***** RECORDS FOR THIS TASK *****

PR #491, opened 2021-09-06
LGPL resubmission

rear1019:
I, rear1019, hereby resubmit all my contributions to the VOLK project
and repository under the terms of the LGPLv3+.


rear1019:
(force push: rebased against correct branch)

michaelld (approved):
Although I prefer actual names rather than nicknames for the 2nd column entries, from what I can tell all of `rear1019`s submissions are in that nickname rather than some actual name. Hence, I believe that this PR meets the requirements we set for relicensing. If @jdemel thinks otherwise then he can decide to not approve; I leave approval and merging up to him.

jdemel (approved):
LGTM.

@rear1019 you always only use this nick in your commits etc. correct? This should be fine then.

*****

▶ **WHAT YOU SHOULD DO**
Copy out every line from the data above in which the word "correct" occurs.

▶ **SOLUTION**
(force push: rebased against correct branch)
@rear1019 you always only use this nick in your commits etc. correct? This should be fine then.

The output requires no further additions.